TASK: Which lines run from the start of the data below to the line containing "I'll look at the rest tomorrow."? Set them down exactly, with none added.

++++ DATASET ++++

PR #774, opened 2017-05-11
Revamp and fix client lib tests to prevent intermittent failures; move to py.test 3.0

henn:
The removal of `--boxed` in setup.cfg was of great aid while debugging things. It's necessary in order for the test to capture stdout/stderr output.

py.test 3.0 gives us the "yield" syntax for fixtures, which lets us pair the teardown with the setup without register a finalizer.


zenhack:
We put --boxed in for a reason, I think to avoid having tests pollute each others' environment. Iirc, this was around the time we added extensions.

I'll look at the rest tomorrow.

tests/unit/client.py
```diff
@@ -485,6 +540,7 @@ def test_port_delete_error(self):
 
     def test_port_connect_nic(self):
         C.port.register('mock-01', 'gi1/1/5')
+        C.node.add_nic('node-08', 'eth0', 'aa:bb:cc:dd:ee:ff')
```
zenhack: Not sure I understand why you added this (and tweaked a few other functional parts of the tests)? Perhaps this is related to the travis failures?

henn:
I believe I've addressed your concerns with my latest push, with the
exception of fixing this warning:

```pytest

WC1 None pytest_funcarg__cov: declaring fixtures using
"pytest_funcarg__" prefix is deprecated and scheduled to be removed in
pytest 4.0.  Please remove the prefix and use the @pytest.fixture
decorator instead.

```

Any ideas on that one? I can't find `pytest_funcarg` in any of our sources.


RE: the test_port_connect_nic() issue, it might have been because I
removed `--boxed` which stopped resetting state between tests.


> That said, I'm not strongly opposed to raising the upper bound if it's
otherwise non-intrusive, but if we're doing that I'd like to fix those
warnings at least.

I figured this was a good time to upgrade. If nobody does it like this,
then I suspect HIL's use of the dependencies will begin to bitrot and
leave us stranded on old versions (not unlike the warnings we got going
to the newest pytest).

zenhack:
I'm certainly on board with keeping deps up to date, just need to make sure the upgrade gets handled properly.

I poked around a bit re: the warning, but I think I'm running out of steam for the night; I'll have another look later.

henn:
@zenhack @SahilTikale  - comments on the latest code?

tests/unit/client.py
```diff
@@ -493,7 +547,8 @@ def test_port_connect_nic_error(self):
         C.port.register('mock-01', 'gi1/1/6')
         C.port.connect_nic('mock-01', 'gi1/1/6', 'node-09', 'eth0')
         with pytest.raises(FailedAPICallException):
-            C.port.connect_nic('mock-01', 'gi1/1/6', 'node-08', 'eth0')
+            C.port.connect_nic('mock-01', 'gi1/1/6', 'node-09', 'eth0')
```
naved001: Why change this here? What the original test seems to do is connect a port (gi1/1/6 on mock-01), that's already connected to a nic (eth0 on node-**09**), to another nic on a different node (eth0 on node-**08**). That would still raise the error correctly.

tests/unit/client.py
```diff
@@ -262,28 +268,69 @@ def avoid_network_race_condition():
...
+        sess.get(url + '/projects')
+        return True
+    except:
+        return False
+
+
+def wait_for_service(url, timeout=15):
+    """
+    Waits for a port to become a working http server
+    timeout -- number of seconds to wait (default 60)
```
zenhack: Docstring says default 60, argument says 15. make these consistent.

tests/unit/client.py
```diff
@@ -262,28 +268,69 @@ def avoid_network_race_condition():
...
+    """
+
+    begin = time.time()
+    while True:
+        try:
+            sess = requests.Session()
+            sess.auth = (username, password)
+            sess.get(url + '/projects')
+            break
```
zenhack: Why not just use `port_has_server` here?

tests/unit/client.py
zenhack: I'd wondered about this as well.

setup.py
```diff
@@ -93,9 +93,9 @@ def _get_readme():
                         'passlib>=1.6.2,<2.0',
                         'pexpect>=3.3,<4.0',
                         'requests>=2.4.1,<3.0',
-                        'pytest>=2.6.2,<3.0',
+                        'pytest>=2.6.2,<4.0',
```
SahilTikale: Does this affect the current PR ? Same for the next change in this file.

tests/unit/client.py
```diff
@@ -262,28 +268,69 @@ def avoid_network_race_condition():
     for timeout in range(10):
         que = db.session.query(NetworkingAction).count()
         if (que > 0):
-            time.sleep(1)
+            time.sleep(.5)
```
SahilTikale: I think this is too short a time interval. I did some tests with different time intervals. It usually takes like 6-ish seconds. 
I think 1 sec is a good interval. Just saying,  no need to change code more than necessary.

tests/unit/client.py
```diff
@@ -106,6 +111,7 @@ def make_config():
 
         ])
         f.write(config)
+        f.close()
```
SahilTikale: This call is not required. when doing `with open....` it automatically closes the file when done. 
remove this line please.

tests/unit/client.py
```diff
@@ -262,28 +268,69 @@ def avoid_network_race_condition():
...
     populate_server()
 
-    def fin():
-        proc1.terminate()
-        proc2.terminate()
-        proc1.wait()
-        proc2.wait()
-        cleanup(dir_names)
-    request.addfinalizer(fin)
+    yield
```
SahilTikale: why was this changed ?

setup.cfg
```diff
@@ -1,7 +1,10 @@
 [easy_install]
 
-[pytest]
+[tool:pytest]
```
SahilTikale: what does this do ?

naved001:
@henn, ping.

setup.cfg
henn: pytest 3.0 throws a warning if you don't

setup.py
henn: Please see Ian and I's discussion in the comments. We should be updating these all the time.

tests/unit/client.py
henn: Since this is done a number of times, and the client tests increased the runtime by 300%, I figured reducing sleep time where possible can help.

Increased the range() to meet your concern.

tests/unit/client.py
henn: Done!

tests/unit/client.py
henn: I wanted to catch **only** `ConnectionError` so as not to mask other potential exceptions coming from requests. port_has_server() catches everything.

tests/unit/client.py
henn: Pytest [recommends](https://docs.pytest.org/en/latest/fixture.html) using this syntax over addfinalizer(). I think it's much cleaner myself.

setup.cfg
henn: Search for `tool:pytest` in the [pytest changelog](https://docs.pytest.org/en/latest/changelog.html#id76) for more info.

tests/unit/client.py
zenhack: I tend to agree -- this was one of a number of things on your PR that I might have suggested, but didn't feel strongly enough about to add to the review time. We're using yield-style fixtures almost everywhere else where we're doing cleanup.

tests/unit/client.py
zenhack: I missed that -- it probably *shouldn't* do that, for exactly the same reason. Would prefer to fix the problem there and then use it here.

Note that sess.get isn't going to raise an exception as long as the HTTP request works, regardless of what response it gets back.

henn:
@zenhack @SahilTikale - is there anything you are waiting on me for? I believe I addressed the substantive review comments in e1c14d6

zenhack:
@henn:

https://github.com/CCI-MOC/hil/pull/774#discussion_r118798070

tests/unit/client.py
SahilTikale: Please remove `f.close()`. It is redundant.

zenhack: @SahilTikale, I think you're looking at an old diff; I don't see the statement on @henn's most recent commit.

henn:
@SahilTikale - please take a look at the latest. I removed the `f.close()`

SahilTikale:
I think I was looking at an old diff. I guess I do not have anything more.

henn:
@SahilTikale - thanks!

@zenhack - what do you think of the refactored version?

zenhack:
LGTM, merging.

++++

ANSWER TO THE PROBLEM:
PR #774, opened 2017-05-11
Revamp and fix client lib tests to prevent intermittent failures; move to py.test 3.0

henn:
The removal of `--boxed` in setup.cfg was of great aid while debugging things. It's necessary in order for the test to capture stdout/stderr output.

py.test 3.0 gives us the "yield" syntax for fixtures, which lets us pair the teardown with the setup without register a finalizer.


zenhack:
We put --boxed in for a reason, I think to avoid having tests pollute each others' environment. Iirc, this was around the time we added extensions.

I'll look at the rest tomorrow.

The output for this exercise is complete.